→ Input records:
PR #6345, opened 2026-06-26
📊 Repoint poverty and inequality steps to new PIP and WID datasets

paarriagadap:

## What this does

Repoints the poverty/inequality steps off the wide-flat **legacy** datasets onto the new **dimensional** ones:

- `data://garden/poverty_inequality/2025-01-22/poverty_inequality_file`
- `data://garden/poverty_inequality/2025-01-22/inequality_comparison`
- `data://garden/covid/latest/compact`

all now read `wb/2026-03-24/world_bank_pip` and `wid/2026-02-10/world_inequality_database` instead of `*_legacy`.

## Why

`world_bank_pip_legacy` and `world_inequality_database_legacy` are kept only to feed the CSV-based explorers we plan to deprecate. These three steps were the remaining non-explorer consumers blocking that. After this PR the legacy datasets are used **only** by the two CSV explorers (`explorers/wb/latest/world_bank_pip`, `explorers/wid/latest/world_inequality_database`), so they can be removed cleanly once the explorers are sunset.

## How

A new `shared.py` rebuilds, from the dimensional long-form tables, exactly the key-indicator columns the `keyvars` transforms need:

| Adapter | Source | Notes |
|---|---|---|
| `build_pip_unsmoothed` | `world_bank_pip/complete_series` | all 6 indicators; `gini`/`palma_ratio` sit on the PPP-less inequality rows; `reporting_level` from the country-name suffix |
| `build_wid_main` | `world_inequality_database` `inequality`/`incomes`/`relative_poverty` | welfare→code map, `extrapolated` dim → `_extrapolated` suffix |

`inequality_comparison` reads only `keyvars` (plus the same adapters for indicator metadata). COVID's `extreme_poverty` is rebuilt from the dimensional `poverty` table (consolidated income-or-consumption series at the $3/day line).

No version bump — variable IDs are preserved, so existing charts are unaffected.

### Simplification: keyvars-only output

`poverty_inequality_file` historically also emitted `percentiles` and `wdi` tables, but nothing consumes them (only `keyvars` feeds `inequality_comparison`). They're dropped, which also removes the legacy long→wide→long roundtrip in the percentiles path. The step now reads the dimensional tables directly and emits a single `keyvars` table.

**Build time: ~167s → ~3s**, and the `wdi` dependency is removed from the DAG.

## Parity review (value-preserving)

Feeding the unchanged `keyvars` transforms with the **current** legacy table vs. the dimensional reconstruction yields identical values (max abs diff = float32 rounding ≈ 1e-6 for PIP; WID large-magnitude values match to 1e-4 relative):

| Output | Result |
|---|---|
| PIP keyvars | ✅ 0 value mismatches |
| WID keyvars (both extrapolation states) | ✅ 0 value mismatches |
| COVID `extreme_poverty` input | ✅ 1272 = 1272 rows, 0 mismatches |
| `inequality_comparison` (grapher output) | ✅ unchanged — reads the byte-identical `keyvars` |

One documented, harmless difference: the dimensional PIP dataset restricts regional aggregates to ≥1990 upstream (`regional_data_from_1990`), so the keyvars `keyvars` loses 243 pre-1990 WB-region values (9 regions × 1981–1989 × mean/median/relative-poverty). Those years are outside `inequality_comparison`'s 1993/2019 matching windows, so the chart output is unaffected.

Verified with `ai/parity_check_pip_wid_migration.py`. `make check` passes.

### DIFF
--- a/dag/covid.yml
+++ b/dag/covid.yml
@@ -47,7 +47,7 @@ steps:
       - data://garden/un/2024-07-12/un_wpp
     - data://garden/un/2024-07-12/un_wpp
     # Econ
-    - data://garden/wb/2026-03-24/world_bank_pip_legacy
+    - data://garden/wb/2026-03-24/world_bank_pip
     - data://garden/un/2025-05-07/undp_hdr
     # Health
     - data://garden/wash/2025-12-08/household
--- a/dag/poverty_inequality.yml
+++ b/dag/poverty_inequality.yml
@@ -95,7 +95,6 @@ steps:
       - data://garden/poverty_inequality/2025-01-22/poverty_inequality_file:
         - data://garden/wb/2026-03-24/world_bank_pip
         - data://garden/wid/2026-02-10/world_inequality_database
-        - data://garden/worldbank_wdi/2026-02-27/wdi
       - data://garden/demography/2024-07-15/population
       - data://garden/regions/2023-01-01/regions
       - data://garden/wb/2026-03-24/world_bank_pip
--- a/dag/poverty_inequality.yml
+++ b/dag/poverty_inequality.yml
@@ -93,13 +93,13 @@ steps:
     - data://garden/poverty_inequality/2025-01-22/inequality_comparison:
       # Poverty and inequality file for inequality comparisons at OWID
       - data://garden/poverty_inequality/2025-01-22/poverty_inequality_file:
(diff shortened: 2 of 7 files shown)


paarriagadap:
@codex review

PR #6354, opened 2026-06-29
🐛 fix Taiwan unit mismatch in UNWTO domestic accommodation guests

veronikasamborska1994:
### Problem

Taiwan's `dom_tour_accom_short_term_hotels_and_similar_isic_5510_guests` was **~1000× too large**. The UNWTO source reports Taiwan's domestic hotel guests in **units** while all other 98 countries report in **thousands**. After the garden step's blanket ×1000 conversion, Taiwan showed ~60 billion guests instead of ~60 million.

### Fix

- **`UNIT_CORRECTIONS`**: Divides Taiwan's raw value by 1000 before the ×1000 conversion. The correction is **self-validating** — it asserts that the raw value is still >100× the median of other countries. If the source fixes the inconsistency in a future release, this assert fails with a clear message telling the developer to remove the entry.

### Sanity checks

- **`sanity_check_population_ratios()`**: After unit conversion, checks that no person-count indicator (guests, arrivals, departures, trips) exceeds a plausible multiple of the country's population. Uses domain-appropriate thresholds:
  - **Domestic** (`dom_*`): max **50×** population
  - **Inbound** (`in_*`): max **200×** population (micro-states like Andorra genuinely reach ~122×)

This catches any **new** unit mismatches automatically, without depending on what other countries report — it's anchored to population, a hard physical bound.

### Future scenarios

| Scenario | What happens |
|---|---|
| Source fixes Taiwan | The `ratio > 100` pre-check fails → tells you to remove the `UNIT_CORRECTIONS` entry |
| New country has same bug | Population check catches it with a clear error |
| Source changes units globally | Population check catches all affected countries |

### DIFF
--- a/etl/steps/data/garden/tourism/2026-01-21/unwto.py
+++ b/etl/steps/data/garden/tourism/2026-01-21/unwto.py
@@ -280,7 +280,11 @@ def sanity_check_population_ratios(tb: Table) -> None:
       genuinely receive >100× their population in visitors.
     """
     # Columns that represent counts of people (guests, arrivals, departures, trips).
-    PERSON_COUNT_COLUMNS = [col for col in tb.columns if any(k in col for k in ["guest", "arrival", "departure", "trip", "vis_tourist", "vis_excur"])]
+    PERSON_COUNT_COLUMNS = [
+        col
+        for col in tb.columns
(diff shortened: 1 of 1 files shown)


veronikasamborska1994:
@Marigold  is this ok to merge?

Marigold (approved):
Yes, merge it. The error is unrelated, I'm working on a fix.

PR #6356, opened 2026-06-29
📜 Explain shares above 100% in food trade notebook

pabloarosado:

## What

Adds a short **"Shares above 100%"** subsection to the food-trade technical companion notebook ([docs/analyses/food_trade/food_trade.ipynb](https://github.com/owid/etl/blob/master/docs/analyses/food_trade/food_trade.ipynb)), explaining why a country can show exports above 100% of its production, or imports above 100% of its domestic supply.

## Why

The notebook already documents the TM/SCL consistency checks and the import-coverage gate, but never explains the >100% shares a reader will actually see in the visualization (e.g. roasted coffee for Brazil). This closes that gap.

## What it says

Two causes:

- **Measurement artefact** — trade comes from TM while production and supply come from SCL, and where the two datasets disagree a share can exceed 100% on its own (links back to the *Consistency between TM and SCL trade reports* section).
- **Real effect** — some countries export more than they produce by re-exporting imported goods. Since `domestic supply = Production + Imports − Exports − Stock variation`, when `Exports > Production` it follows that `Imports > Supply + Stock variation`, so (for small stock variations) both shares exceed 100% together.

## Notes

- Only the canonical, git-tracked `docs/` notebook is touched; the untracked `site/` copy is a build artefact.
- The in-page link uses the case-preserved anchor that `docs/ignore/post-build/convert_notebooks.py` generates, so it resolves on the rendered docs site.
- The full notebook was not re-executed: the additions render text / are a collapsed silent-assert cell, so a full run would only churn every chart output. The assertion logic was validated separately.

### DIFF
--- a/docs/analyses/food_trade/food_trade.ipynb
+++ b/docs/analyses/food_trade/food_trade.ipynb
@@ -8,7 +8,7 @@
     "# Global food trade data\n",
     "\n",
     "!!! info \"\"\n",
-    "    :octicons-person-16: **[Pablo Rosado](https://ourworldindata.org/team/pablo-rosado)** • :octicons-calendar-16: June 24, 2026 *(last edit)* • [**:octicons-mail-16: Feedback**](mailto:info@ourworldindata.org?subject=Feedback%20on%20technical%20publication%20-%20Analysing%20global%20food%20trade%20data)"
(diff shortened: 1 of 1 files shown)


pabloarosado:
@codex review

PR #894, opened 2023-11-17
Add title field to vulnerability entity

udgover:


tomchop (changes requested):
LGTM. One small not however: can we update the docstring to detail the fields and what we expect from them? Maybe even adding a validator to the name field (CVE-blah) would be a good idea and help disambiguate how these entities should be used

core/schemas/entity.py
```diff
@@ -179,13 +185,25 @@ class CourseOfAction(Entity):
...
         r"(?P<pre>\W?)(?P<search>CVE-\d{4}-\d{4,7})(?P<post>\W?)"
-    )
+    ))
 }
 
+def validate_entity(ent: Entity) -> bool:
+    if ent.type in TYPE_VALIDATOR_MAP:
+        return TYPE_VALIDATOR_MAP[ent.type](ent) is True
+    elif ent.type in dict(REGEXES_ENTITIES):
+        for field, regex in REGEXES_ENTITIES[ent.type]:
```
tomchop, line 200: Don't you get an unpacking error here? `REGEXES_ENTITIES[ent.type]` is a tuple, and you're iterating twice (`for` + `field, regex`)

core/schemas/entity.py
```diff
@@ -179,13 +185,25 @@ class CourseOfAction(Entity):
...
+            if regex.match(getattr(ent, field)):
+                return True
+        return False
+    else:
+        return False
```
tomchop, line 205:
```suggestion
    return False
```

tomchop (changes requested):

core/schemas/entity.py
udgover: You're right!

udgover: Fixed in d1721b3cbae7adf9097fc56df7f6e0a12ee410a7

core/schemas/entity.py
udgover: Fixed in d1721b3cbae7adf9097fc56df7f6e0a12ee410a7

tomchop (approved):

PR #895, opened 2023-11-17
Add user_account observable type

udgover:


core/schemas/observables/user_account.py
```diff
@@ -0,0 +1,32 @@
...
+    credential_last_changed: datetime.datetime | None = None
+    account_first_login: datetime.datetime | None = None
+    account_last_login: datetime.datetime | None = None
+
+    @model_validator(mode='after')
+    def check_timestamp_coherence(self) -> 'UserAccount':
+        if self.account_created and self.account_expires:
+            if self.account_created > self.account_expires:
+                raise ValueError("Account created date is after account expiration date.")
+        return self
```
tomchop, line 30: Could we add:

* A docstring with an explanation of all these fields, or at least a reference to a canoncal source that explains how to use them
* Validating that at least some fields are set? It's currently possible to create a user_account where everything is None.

→ Action item: Copy the lines from the start of the data verbatim, stopping after the line containing "Repoints the poverty/inequality".

→ Written answer:
PR #6345, opened 2026-06-26
📊 Repoint poverty and inequality steps to new PIP and WID datasets

paarriagadap:

## What this does

Repoints the poverty/inequality steps off the wide-flat **legacy** datasets onto the new **dimensional** ones:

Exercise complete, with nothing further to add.